The use of the term “place pitch”
has nevertheless become quite widespread, and as long as this term is used
consistently and its meaning is clear, such usage, although in our opinion not
ideal, is nevertheless defensible. Perhaps more worrying is the fact that one
can still find articles in the cochlear implant literature that simply equate
the term “pitch” with place of cochlear stimulation, without any reference to
temporal coding or further qualification. Given the crucial role temporal
discharge patterns play in generating musical pitch, that
is simply wrong.
With the concepts of “place pitch”
and “periodicity pitch” now clear and fresh in our minds, let us return to the
question of why pitch perception is generally poor in cochlear implant
recipients, and what might be done to improve it. An inability to appreciate
musical melody is one of the most common complaints of implantees,
although their ability to appreciate musical rhythms is very good. (On the
book’s website you can find examples of noise vocoded
pieces of music, which may give you an impression of what music might sound
like through a cochlear implant <flag>). Furthermore, speakers of tonal languages,
such as Mandarin, find it harder to obtain good speech recognition results with
cochlear implants (Ciocca et al., 2002). However,
melody appreciation through electrical hearing is bound to stay poor unless the
technology evolves to deliver more detailed temporal fine structure information
about a sound’s periodicity. Indeed, a number of experimental speech processor
strategies are being developed and tested, which aim to boost temporal
information by increasing the signals’ depth of modulation, as well as
synchronizing stimulus pulses relative to the sound’s fundamental frequency
across all electrode channels (Vandali et al., 2005).

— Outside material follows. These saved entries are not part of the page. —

PR #6876, opened 2026-06-03
fix: make custom input icons render cross-browser

michaelmkraus:
## Proposed changes

Fixes cross-browser rendering of custom icons (calendar, clock) for `DBInput` components with `date`, `datetime-local`, and `time` input types. Previously, these icons were only visible in Chromium-based browsers due to a `@supports selector(::-webkit-calendar-picker-indicator)` restriction.

* Moved `date`, `datetime-local`, and `time` icon definitions out of the `@supports` block so custom icons render in all browsers (Chromium, Firefox, Safari).
* Kept `month` and `week` inside the `@supports` block, since Firefox doesn't support these input types and renders them as plain text fields — showing a calendar icon would be misleading.
* Added `pointer-events: none` on the `::after` pseudo-element to ensure custom icons don't intercept clicks meant for native picker triggers.
* Added `z-index: 1` on `::-webkit-calendar-picker-indicator` and `::-webkit-search-cancel-button` so the invisible native click target reliably sits above the custom icon layer.

resolves #5077

### Code Quality

- [ ] No hardcoded values, magic numbers, or debug code left in

### Validation

### General

- [ ] The PR title follows the conventional commits format (e.g. `feat:`, `fix:`, `chore:`), as in [Git Commit Conventions](docs/conventions.md#git-commits-conventions)

🔭🐙🐈 Test this branch here: <https://design-system.deutschebahn.com/core-web/review/fix-input-icons-cross-browser>


nmerget (commented):
## Code Review

Good fix overall — moving `date`, `datetime-local`, and `time` out of the `@supports` block is the right call for cross-browser rendering. The reasoning for keeping `month`/`week` gated behind `@supports selector(::-webkit-calendar-picker-indicator)` is sound and well-documented in the comments.

### ✅ What looks good

- **Clear rationale in comments** — the distinction between universal types vs. WebKit-only types is explained directly in the code.
- **`pointer-events: none` on `::after`** — correct approach to prevent the icon layer from stealing clicks from the native picker.
- **`z-index: 1` on native indicators** — ensures the invisible native trigger sits above the icon pseudo-element for proper click handling.
- **Snapshot update** — Firefox screenshot updated to reflect the new visible icons.

### ⚠️ Items to address

1. **Missing `padding-inline-end` for `input[type="time"]`** — `date` and `datetime-local` get explicit padding via `--db-form-component-padding-inline-end`, but `time` does not. On `main`, `time` was inside the `@supports` block but also lacked its own padding rule (it relied on the general `$icon-padding` from the trailing-icon selectors above). Is the clock icon rendering without text overlap in Firefox? Please verify visually.

2. **Duplicate selector block** — Lines 70–74 and 78–80 both target `&:has(input[type="date"]), &:has(input[type="datetime-local"])`. These can be combined into a single rule block:

   ```scss
   &:has(input[type="date"]),
   &:has(input[type="datetime-local"]) {
       --db-form-component-padding-inline-end: calc(
           1lh + #{variables.$db-spacing-fixed-xs}
       );
       @include icons.set-icon("calendar", "after");
   }
   ```

3. **Broad `&::after { pointer-events: none }` scope** — This applies to *all* `.db-input` variants, including search. The search input uses `::after` for the cross/cancel icon which toggles opacity on hover/focus. If the actual click target is the native `::-webkit-search-cancel-button` on the `<input>` element (not the `::after` pseudo), it should be fine — but please confirm across browsers. If it causes issues, scope it to date/time types only:

   ```scss
   &:has(input[type="date"], input[type="datetime-local"], input[type="time"])::after {
       pointer-events: none;
   }
   ```

4. **Missing changeset** — This is a bug fix changing rendering behavior. Add a `patch` changeset for `@db-ux/core-components` (and the framework wrapper packages per the repo conventions).

### 💡 Suggestion

Add a brief inline comment near `z-index: 1` explaining it's needed so the native invisible picker trigger sits above the custom `::after` icon layer. Future maintainers will appreciate the context.

nmerget:
@michaelmkraus As I said I think it is not possible to do it in firefox:

https://github.com/db-ux-design-system/core-web/pull/6876/changes#diff-6567f35b24db4a154c6ed59c37e8232af76cdda973bdd8e06ae7cf84e5f0165c

Look at the difference, the firefox calender is still present and the other icon as well. 

Also the extra padding for the icons in chrome looked better before

michaelmkraus:
> @michaelmkraus As I said I think it is not possible to do it in firefox:
> 
> https://github.com/db-ux-design-system/core-web/pull/6876/changes#diff-6567f35b24db4a154c6ed59c37e8232af76cdda973bdd8e06ae7cf84e5f0165c
> 
> Look at the difference, the firefox calender is still present and the other icon as well.
> 
> Also the extra padding for the icons in chrome looked better before

I wrote it [in the ticket](https://github.com/db-ux-design-system/core-web/issues/5077#issuecomment-4610471518) some days ago:



I've taken a deeper look into the cross-browser issue with the date picker. It is technically not possible to hide or override the native calendar icon in Firefox via CSS.

According to the [MDN documentation](https://www.google.com/search?q=https://developer.mozilla.org/en-US/docs/Web/HTML/Element/input/date%23styling), the date picker's internal UI components are rendered entirely by the browser or the OS and are encapsulated from the CSS tree. While Chrome and Safari still give access via proprietary hacks (::-webkit-calendar-picker-indicator), there are [no corresponding Mozilla extensions](https://developer.mozilla.org/en-US/docs/Web/CSS/Mozilla_Extensions). If we force our design system to display a custom icon in Firefox, we will create broken, duplicate icons and messed-up paddings (as you can see when you run the branch of this PR with my changes).

image

Therefore, we must accept that native date pickers in Firefox will keep their native system UI, or we will have to build a completely custom, JS-based date picker component in the medium term...

.changeset/fix-input-icons-cross-browser.md
```diff
@@ -0,0 +1,9 @@
+---
+"@db-ux/core-components": patch
+"@db-ux/ngx-core-components": patch
+"@db-ux/react-core-components": patch
+"@db-ux/wc-core-components": patch
+"@db-ux/v-core-components": patch
+---
+
+Fix DBInput date/time custom icon behavior across browsers and keep native picker/cancel hit targets clickable.
```
mfranzke:
```suggestion
fix(DBInput): date/time custom icon behavior across browsers and keep native picker/cancel hit targets clickable.
```

nmerget:
> > @michaelmkraus As I said I think it is not possible to do it in firefox:
> > https://github.com/db-ux-design-system/core-web/pull/6876/changes#diff-6567f35b24db4a154c6ed59c37e8232af76cdda973bdd8e06ae7cf84e5f0165c
> > Look at the difference, the firefox calender is still present and the other icon as well.
> > Also the extra padding for the icons in chrome looked better before
> 
> I wrote it [in the ticket](https://github.com/db-ux-design-system/core-web/issues/5077#issuecomment-4610471518) some days ago:
> 
> I've taken a deeper look into the cross-browser issue with the date picker. It is technically not possible to hide or override the native calendar icon in Firefox via CSS.
> 
> According to the [MDN documentation](https://www.google.com/search?q=https://developer.mozilla.org/en-US/docs/Web/HTML/Element/input/date%23styling), the date picker's internal UI components are rendered entirely by the browser or the OS and are encapsulated from the CSS tree. While Chrome and Safari still give access via proprietary hacks (::-webkit-calendar-picker-indicator), there are [no corresponding Mozilla extensions](https://developer.mozilla.org/en-US/docs/Web/CSS/Mozilla_Extensions). If we force our design system to display a custom icon in Firefox, we will create broken, duplicate icons and messed-up paddings (as you can see when you run the branch of this PR with my changes).
> 
> image
> Therefore, we must accept that native date pickers in Firefox will keep their native system UI, or we will have to build a completely custom, JS-based date picker component in the medium term...

So we'll close the PR and the issue, right? It is not possible

mfranzke:
we close this PR, as we won't proceed with this solution.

These do seem to produce a statistically significant but nevertheless modest
improvement over conventional speech processing algorithms.
What exactly needs to be done to
achieve good periodicity pitch coding in cochlear implants remains somewhat
uncertain. As we mentioned earlier, electrical stimulation of the cochlea with
regular pulse trains of increasing frequency from 50 to 300 Hz produces a
sensation of increasing pitch (McKay, 2004; Shannon, 1983), but unfortunately, increasing
the pulse rates beyond 500 Hz usually does not increase the perceived pitch
further (Moore & Carlyon, 2005). In contrast, as we saw in chapter 3, the
normal (“periodicity”) pitch range of healthy adults extends up to about 4 kHz.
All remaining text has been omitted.